PR #400, opened 2016-03-29
AMQP-591: Fix Permit Release on Factory Destroy

garyrussell:
JIRA: https://jira.spring.io/browse/AMQP-591

Don't release a permit if the channel being closed is
actually in the cache (e.g. during `destroy()` or `resetConnection()`).

Also drop ERROR log to DEBUG for permit release.

Also add Lars Hvile test (`@Ignored` because it needs user interaction).

__cherry-pick to 1.5.x__

### DIFF
--- a/spring-rabbit/src/main/java/org/springframework/amqp/rabbit/connection/CachingConnectionFactory.java
+++ b/spring-rabbit/src/main/java/org/springframework/amqp/rabbit/connection/CachingConnectionFactory.java
@@ -886,7 +886,14 @@ public class CachingConnectionFactory extends AbstractConnectionFactory
 
 				// If we get here, we're supposed to shut down.
 				physicalClose();
-				releasePermit();
+				/*
+				 *  Only release a permit if this is a normal close; if the channel is
+				 *  in the list, it means we're closing a cached channel (for which a permit
+				 *  has already been released).
+				 */
+				if (!this.channelList.contains(proxy)) {
+					releasePermit();
+				}
 				return null;
 			}
 			else if (methodName.equals("getTargetChannel")) {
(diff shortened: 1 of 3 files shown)


spring-rabbit/src/main/java/org/springframework/amqp/rabbit/connection/CachingConnectionFactory.java
```diff
@@ -886,7 +886,14 @@ else if (methodName.equals("close")) {
...
 				physicalClose();
-				releasePermit();
+				/*
+				 *  Only release a permit if this is a normal close; if the channel is
+				 *  in the list, it means we're closing a cached channel (for which a permit
+				 *  has already been released).
+				 */
+				if (!this.channelList.contains(proxy)) {
+					releasePermit();
+				}
```
artembilan: I commented out this `if` altogether and `testAll` passes.
Even that new `RabbitReconnectProblemTests` passes for me after restarting RabbitMQ.

Or I am missing anything, or we really don't need this logic.
Just because we go to the `channelList` only if `this.channelList.size() < getChannelCacheSize()`.
See the previous `if` in this method:
```
if (!RabbitUtils.isPhysicalCloseRequired() &&
	(this.channelList.size() < getChannelCacheSize()
		|| this.channelList.contains(proxy))) {
	logicalClose((ChannelProxy) proxy);
	// Remain open in the channel list.
	releasePermit();
	return null;
}
```

garyrussell: Yes, it's needed - but as you point out, we didn't have a test case to prove it.

Added.

garyrussell: Pushed a bit more polish.

garyrussell: Actually --- hang on.

garyrussell:
Pushed

artembilan:
Good. 
I think I'm fine with the fix now.
Merging to let the reporter to test it in his environment against the latest our build.

artembilan:
Merged as https://github.com/spring-projects/spring-amqp/commit/c4985b98305b83563381852aecf743d908db35df and cherry-picked.

PR #402, opened 2016-04-04
Checkstyle Rules

garyrussell:
Most rules are now enabled (not Javadoc, AssertJ, BDDMockito or leading whites).


artembilan:
Merged as https://github.com/spring-projects/spring-amqp/commit/b89756eec7fd4cc22c0669fdd53992e1c474adf2
That was terrific! 
:bomb:

PR #403, opened 2016-04-07
Fix namespace mapping (META-INF/spring.schemas)

shuraa:
_I have signed and agree to the terms of the SpringSource Individual Contributor License Agreement._


garyrussell:
Thanks!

━━━━

Above are lines of data; count those that hold "proxy" and answer with the number only.

4